- Requirement
What is needed is an exact retyping of the records below, from the first line through the line that contains "ca.crt: REDACTED <4>".

(Saved data entries)
◆ ◆ ◆
PR #6895, opened 2023-06-11
Logstash connect to external Elasticsearch

kaisecheng:
This PR adds doc for connecting external Elaticsearch

### DIFF
--- a/docs/orchestrating-elastic-stack-applications/logstash.asciidoc
+++ b/docs/orchestrating-elastic-stack-applications/logstash.asciidoc
@@ -380,7 +380,7 @@ kind: Secret
 metadata:
   name: external-es-ref
 stringData:
-  url: https://abcd-42.xyz.elastic-cloud.com <1>
+  url: https://abcd-42.xyz.elastic-cloud.com:443 <1>
   username: logstash_user <2>
   password: REDACTED <3>
   ca.crt: REDACTED <4>
@@ -409,6 +409,8 @@ spec:
 <3> The password of the user to be authenticated to the Elasticsearch cluster.
 <4> The CA certificate in PEM format to secure communication to the Elasticsearch cluster (optional).
 <5> The `secretName` and `name` attributes are mutually exclusive, you have to choose one or the other.
+
+NOTE: Please always specify the port in URL when connect to external Elasticsearch Cluster.
 
 [id="{p}-logstash-expose-services"]
 === Expose services
--- a/docs/orchestrating-elastic-stack-applications/logstash.asciidoc
+++ b/docs/orchestrating-elastic-stack-applications/logstash.asciidoc
@@ -288,10 +288,10 @@ NOTE: Logstash persistent queues (PQs) and dead letter queues (DLQs) are not cur
 [id="{p}-logstash-pipelines-es"]
 === Using Elasticsearch in Logstash pipelines
 
-The `spec.elasticsearchRefs` section provides a mechanism to help configure Logstash to estabish a secured connection to one or more managed Elasticsearch clusters. By default, each `elasticsearchRef` will target all nodes in its referenced Elasticsearch cluster. If you want to direct traffic to specific nodes of your Elasticsearch cluster, refer to <<{p}-traffic-splitting>> for more information and examples.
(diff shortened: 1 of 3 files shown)


pkg/controller/logstash/env_test.go
```diff
@@ -162,3 +163,60 @@ func Test_getEnvVars(t *testing.T) {
...
+			wantErr:  false,
+		},
+		{
+			name:     "Non-HTTPS URL",
+			url:      "http://some.gcp.cloud.es.io",
+			expected: "http://some.gcp.cloud.es.io",
+			wantErr:  false,
+		},
+		{
+			name:     "Non-HTTPS without port",
```
robbavey, line 193:
```suggestion
			name:     "Non-HTTPS with port",
```

docs/orchestrating-elastic-stack-applications/logstash.asciidoc
```diff
@@ -367,6 +367,48 @@ spec:
...
+You can reference a Secret instead of an Elasticsearch cluster in the `elasticsearchRefs` section through the `secretName` attribute:
+
+[source,yaml,subs="attributes,callouts"]
+----
+apiVersion: v1
+kind: Secret
+metadata:
+  name: external-es-ref
+stringData:
+  url: https://abcd-42.xyz.elastic-cloud.com <1>
```
robbavey, line 383: I think we should add a note somewhere that we add the default port of `443` to `https` URLs, as this is different behavior to standard logstash plugins, and different to how non-cloud Elasticsearch works out of the box

robbavey (commented):
LGTM - I have a documentation suggestion, and a nit on test naming

docs/orchestrating-elastic-stack-applications/logstash.asciidoc
```diff
@@ -367,6 +367,48 @@ spec:
...
+spec:
+  version: {version}
+  count: 1
+  elasticsearchRefs:
+    - clusterName: prod-es
+      secretName: external-es-ref <5>
+  monitoring:
+    metrics:
+      elasticsearchRefs:
+      - secretName: external-es-ref <5>
```
pebrc, line 401: Assuming a user specifies a URL without explicit port in the secret, then the changes in this PR append 443 by default for the environment. However Beats also assume 9200 by default and while the Logstash side is fixed, the monitoring will still not work until the user fixes the `url` field in the secret to include a port.

pebrc (commented):
I think I am slightly -1 on the port appending. As explained in my comment it does fix the problem only for Logstash and not for any of the other stack applications e.g. the Beats used for monitoring. I think I would favour calling out explicitly in the doc that the default port expected is 9200 and any other port has to be configured explicitly via the url.

kaisecheng:
Kibana assumes 443. Beats and Logstah assume 9200. Not sure what the default port is for others. The stack monitoring is not consistent.
+1 for calling out explicitly in doc. Instead of explaining the assumption of default port, having a note to ask for always add the port in URL may be simpler.

kaisecheng:
@robbavey @pebrc I have removed the port appending. Now the PR only updates the doc. It is ready for review.

docs/orchestrating-elastic-stack-applications/logstash.asciidoc
```diff
@@ -367,6 +367,50 @@ spec:
...
+----
+
+<1> The URL to reach the Elasticsearch cluster.
+<2> The username of the user to be authenticated to the Elasticsearch cluster.
+<3> The password of the user to be authenticated to the Elasticsearch cluster.
+<4> The CA certificate in PEM format to secure communication to the Elasticsearch cluster (optional).
+<5> The `secretName` and `name` attributes are mutually exclusive, you have to choose one or the other.
+
+NOTE: Please always specify the port in URL when connect to external Elasticsearch Cluster.
```
pebrc, line 413:
```suggestion
NOTE: Please always specify the port in URL when connecting to an external Elasticsearch Cluster.
```

pebrc (approved):

robbavey (approved):
LGTM

pebrc:
@kaisecheng should I merge this?

kaisecheng:
@pebrc Yes please!

PR #6905, opened 2023-06-14
Revisit how to get e2e tests results

thbkrkr:
This changes the way to get e2e test results by downloading them from the k8s job instead of writing them locally from the k8s job log stream.

What changes?

In the remote k8s job:
- the pod will never terminate (`config/e2e/e2e_job.yaml`)
- the pod is set as ready when `go test` is completed (`run.sh`)
- `go test` output is written to `/tmp/e2e-tests.json` in the pod (`run.sh`)

In the jobManager in the local test runner:
- change the file name to write the log stream
- `kubectl cp ns/name:/tmp/e2e-tests.json ./e2e-tests-$clusterName.json` when the pod is ready
- stop to `job.WaitForLogs()`, just `jobManager.Stop()`


test/e2e/cmd/run/job.go
```diff
@@ -49,29 +52,18 @@ func NewJob(podName, templatePath string, writer io.Writer, timestampExtractor t
...
-}
-
 // Stop is only a best effort to stop the streaming process
 func (j *Job) Stop() {
 	if j.stopRequested {
 		// Job already stopped
 		return
 	}
 	close(j.stopLogStream)
+	close(j.streamErrors)
```
thbkrkr, line 66: I'm not sure why we didn't close this channel.

test/e2e/run.sh
```diff
@@ -32,6 +32,8 @@ main() {
   else
     run_e2e_tests "$@"
   fi
+  touch /tmp/done
+  sleep infinity
 }
 
-main "$@"
+main "$@" | tee "$RESULT_FILE"
```
naemono, line 39: Would it be better to have the `tee` command living within the `run_e2e-tests` and `run_chaos` functions such that it closes the`RESULT_FILE` properly? Wouldn't we kinda be leaving an open file handle?

naemono (approved):
Mostly lgtm. bit of a question about the location of the `tee` command.

test/e2e/run.sh
thbkrkr: Yes, you're right, we can move the `tee` and avoid that, though I don't think it can cause an issue.

thbkrkr: I will take the opportunity to do it only for the e2e tests job, not the chaos job.

test/e2e/cmd/run/job_manager.go
```diff
@@ -128,24 +129,31 @@ func (jm *JobsManager) Start() {
...
 			switch newPod.Status.Phase {
 			case corev1.PodRunning:
 				job.onPodEvent(jm.Clientset, newPod)
-			case corev1.PodSucceeded:
-				if job.podSucceeded {
-					// already done, but the informer is not stopped yet so this code is still running
-					return
+
+				// download result file when pod is ready
+				if podutils.IsPodReady(newPod) {
```
pebrc, line 138: Is that really worth the extra `kubectl` dependency? I don't see a big difference to our existing `k8s.IsPodReady` (we also check for `ContainersReady`)

https://github.com/elastic/cloud-on-k8s/blob/b6b50758127d24c1e67b62799711864fcd138582/pkg/utils/k8s/k8sutils.go#L67-L75

pebrc (commented):
Approach LGTM. I remember now that the only reason I used this approach in eck-diagnostics (compared to running the work bit (here: the tests) in an init-container and the having the main container do nothing and wait for the download) was to avoid issues with Istio where init containers cannot do HTTP requests. But I think it makes sense here as well.

test/e2e/cmd/run/job_manager.go
thbkrkr: Really not, I'll use ours.

test/e2e/cmd/run/job.go
thbkrkr: I'll remove `stopRequested`.

What confused me is that:
In `WaitForLogs()`, we closed the 2 channels `stopLogStream` and `streamErrors`.
In `Stop()`, we closed only channel `stopLogStream`.
We almost always called `WaitForLogs()` and then `Stop()` except on pod deletion.

PR #6910, opened 2023-06-15
Remove last Jenkins bits

thbkrkr:
This removes the last bits related to Jenkins that are no longer needed since switching to buildkite.


pebrc (approved):
LGTM

PR #6917, opened 2023-06-15
Track job stops and file downloads

pebrc:
To avoid panic when `jobManager.Stop()` is called more than once if the informer triggers more than one Pod update event in a ready state.

### DIFF
--- a/test/e2e/cmd/run/job.go
+++ b/test/e2e/cmd/run/job.go
@@ -77,8 +77,7 @@ func (j *Job) WithResultFile(f string) *Job {
 // onPodEvent ensures that log streaming is started and also manages the internal state of the Job based on the events
 // received from the informer.
 func (j *Job) onPodEvent(client *kubernetes.Clientset, pod *corev1.Pod) {
-	switch pod.Status.Phase { //nolint:exhaustive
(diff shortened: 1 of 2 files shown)


test/e2e/cmd/run/job.go
```diff
@@ -73,8 +77,7 @@ func (j *Job) WithResultFile(f string) *Job {
 // onPodEvent ensures that log streaming is started and also manages the internal state of the Job based on the events
 // received from the informer.
 func (j *Job) onPodEvent(client *kubernetes.Clientset, pod *corev1.Pod) {
-	switch pod.Status.Phase { //nolint:exhaustive
-	case corev1.PodRunning:
+	if pod.Status.Phase == corev1.PodRunning {
```
naemono, line 80: Probably just want to `if pod.Status.Phase == corev1.PodRunning && !j.jobStarted {` at this point.

naemono (approved):
I think this fixes the issue, but can be simplified just a little more.

test/e2e/cmd/run/job.go
pebrc: Right!

PR #6923, opened 2023-06-19
Add pipeline to release Helm charts

thbkrkr:
This creates a new pipeline `cloud-on-k8s-operator-helm-release` to trigger only the release of the eck-operator and/or eck-stack Helm charts:

- Add an entry in `catalog-info.yaml` to create the new pipeline that triggers `pipeline-helm-release.yml`
- Keep the step to build the helm releaser tool on every build in `pipeline-build.yml` to make sure it compiles. 
- Add a step to build the helm releaser tool in `pipeline-helm-release.yml` to make it independent of `pipeline-build.yml` that will be not run when triggered by this new pipeline.

### DIFF
--- a/.buildkite/pipeline-build.yml
+++ b/.buildkite/pipeline-build.yml
@@ -64,8 +64,6 @@ steps:
           machineType: "n1-standard-16"
 
       - label: ":go: helm releaser tool"
-        key: "build-helm-releaser-tool"
         commands:
           - cd hack/helm/release
           - make build
-          - buildkite-agent artifact upload bin/releaser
◆ ◆ ◆
- Answer section
PR #6895, opened 2023-06-11
Logstash connect to external Elasticsearch

kaisecheng:
This PR adds doc for connecting external Elaticsearch

### DIFF
--- a/docs/orchestrating-elastic-stack-applications/logstash.asciidoc
+++ b/docs/orchestrating-elastic-stack-applications/logstash.asciidoc
@@ -380,7 +380,7 @@ kind: Secret
 metadata:
   name: external-es-ref
 stringData:
-  url: https://abcd-42.xyz.elastic-cloud.com <1>
+  url: https://abcd-42.xyz.elastic-cloud.com:443 <1>
   username: logstash_user <2>
   password: REDACTED <3>
   ca.crt: REDACTED <4>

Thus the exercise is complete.